Надо переводить Крокодайло на повременно-премиальную систему и, конечно, вводить ему KPI. В общем, мне есть над чем поразмыслить, есть куда приложить мои менеджерские таланты.
Однако, сегодня Крокодайло на его счастье на месте, и с его помощью я оперативно, но сухо, по-деловому, удовлетворяю любопытство красивой дамы относительно её будущего и всем своим видом стараюсь дать ей понять, что больше ей здесь будут не рады.
Сопровождаемый Обоими Лукраедками, входит мой сегодняшний клиент 2. На блинах лукраедок маска подобострастия плюс едва заметная тень усмешки. Я считываю это как сигнал о появлении клиента в меру важного, но из штатских.
«Выйдите».
Лукраедки послушно выходят.
Ему нет ещё и тридцати, взгляд разумный. Взгляд разумный, а будто не понимает, что здесь всё пишется, что я здесь не в последнюю очередь для пополнения неких важных досье. Те, Кому По Долгу Службы Положено, истолкуют ваши вопросы и наши ответы на них Так, Как Надо. И приобщат к вашему делу. И Когда Будет Нужно, используют В Интересах Родины. Ну или Малой Родины. Ну или Родного Землячества. Ну или совсем уж редко в личных интересах: такая эгоцентричность, надо думать, не поощряется.

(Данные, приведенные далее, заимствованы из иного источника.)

PR #2218, opened 2026-09-05
PE-9205: What a returning or brand-new user is told about their drives

vilenarios:
Two independent things a returning or brand-new user sees, both found in staging.

## Telling a returning reader what changed

Coming back to an existing session restores everything from the local database and syncs nothing, which is right - IndexedDB survives a closed tab, so counts, sizes and block heights are all still there, and `autoSync` is false in every flavour. The cost is that nothing on the page says how old any of it is. Close the tab on Tuesday, come back on Friday, and Tuesday's file counts are drawn with exactly the confidence of current ones. The only cue is a `Last synced` cell you have to read and do arithmetic on.

The one prompt this page has is gated on `nothingHasEverBeenSynced` - *every* drive unwalked - so it only ever fires on a first login. Returning readers get silence.

So: one query, at the exact moment the app currently goes quiet (the "nothing owed" branch of `_syncOnlyIfThereIsWork`). `probeActiveDriveIds` already exists and the sync already uses it to skip unchanged drives; the new `probeDrivesWithChanges` runs the same per-owner query read-only - it writes nothing, touches no sync state and starts no sync. If drives have moved, a neutral notice above the table names how many and offers to sync **only those**. If nothing moved, nothing is said.

An unanswerable probe also says nothing. That is deliberately the opposite of the fallback inside a sync, where `isComplete: false` means *sync everything*: there the cost of guessing wrong is a slower sync, here it would be a banner claiming changes nobody has confirmed, which is a nag.

Two bugs surfaced while testing it, both mine:

- `close()` shuts the subject down before it awaits its way to `super.close()`, so there is a window where `isClosed` is still false and adding throws `Cannot add new events after calling close` - out of an un-awaited future, where nothing catches it. Now guarded on the subject, not the cubit.
- The failure swallow lived in the repository, leaving the cubit's fire-and-forget call unprotected: an exception there was an unhandled async error rather than a failed request. Now caught at the boundary that is actually un-awaited.

## The new drive's two offers

On "You're on chain!" the buttons were `ButtonVariant.secondary`, which on the dark card is `solidGrey700` against a `solidGrey800` background - while the **disabled** token is `solidGrey600`. The button that worked was less prominent than one that would not, which is a fair description of "doesn't look clickable". Both are primary now. This page has exactly two cards and its whole job is to get one of them pressed, so two primaries is the design rather than a competition.

On a phone those two offers were 283px squares stacked under a heading and a paragraph: **239px of scroll on a 375x667 screen, with Create Folder at y=866** - two hundred pixels below the fold, on the one page whose job is to say "well done, now do one of these two things". Laid on their side they take about 130px each and the whole page is visible at once.

The `SingleChildScrollView` stays: at a large enough text scale something has to give, and a page that scrolls degrades better than one that overflows.

The four-card empty states are deliberately left alone. They have the same grey-on-grey problem, but four red buttons is a wall rather than a fix.

## Testing

13 new tests. The phone layout is *measured* rather than asserted - `maxScrollExtent` is 0 and both buttons are proven on screen; removing the fix puts the numbers back to 239px and y=866. The two withdrawal guards on the notice were each checked by deleting them and confirming the matching test fails.

Full suite green (2075 passing), `flutter analyze lib test` clean.

## Summary by CodeRabbit

- **New Features**
  - Drives now show unread network changes and offer targeted syncing.
  - Drive lists display available file counts and sizes before a full scan completes.
  - Pending uploads can be rechecked from the file menu.
  - Mobile drive search is now accessed from the app bar.
  - Sync status is refreshed when no other sync is running.

- **Style**
  - Improved new-drive empty states with compact mobile actions and clearer primary buttons.

- **Tests**
  - Added coverage for unread changes, targeted syncing, upload status refreshes, search access, and responsive layouts.

### DIFF
--- a/lib/app_shell.dart
+++ b/lib/app_shell.dart
@@ -7,10 +7,12 @@ import 'package:ardrive/components/side_bar.dart';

Тридцати ещё нет и уже лукраедка. А вдруг нет? Проверим? А ну его.
Всё, видимо, понимает, говорит осторожно. Его интересует Да то же, что и всех.
Крокодайло! Крокодайло! Ну эфиоп же твою прабабушку! как вот так же в сердцах говаривал Александр Сергеевич. Опять не дозовёшься! Стоило только похвалить Ник-Сон (ну не Господа же по таким пустякам отвлекать)! Ник-Сон, здравствуй, братец. Здравствуйте, шеф. Вопрос слышал? Вопрос понятен? Да чего уж понятнее. Вопросы их не страдают разнообразием. Тогда жду с ответом. Сколько времени у меня на ответ? Как обычно, когда меня начнёт раздирать смех и я не смогу уже больше закатывать глаза, пыхтеть и надувать щёки, продираясь через пространственно-временной континуум, ты должен появиться с решением. Разрешите исполнять? Вот солдафон. Выполняйте.
Без Ник-Сона мне бы трудно пришлось: не люблю демонстрировать всяким там ни за так весь арсенал своих гримас и ужимок. Но Ник-Сон не подводит и на этот раз: молодой лукраедка покидает меня довольным.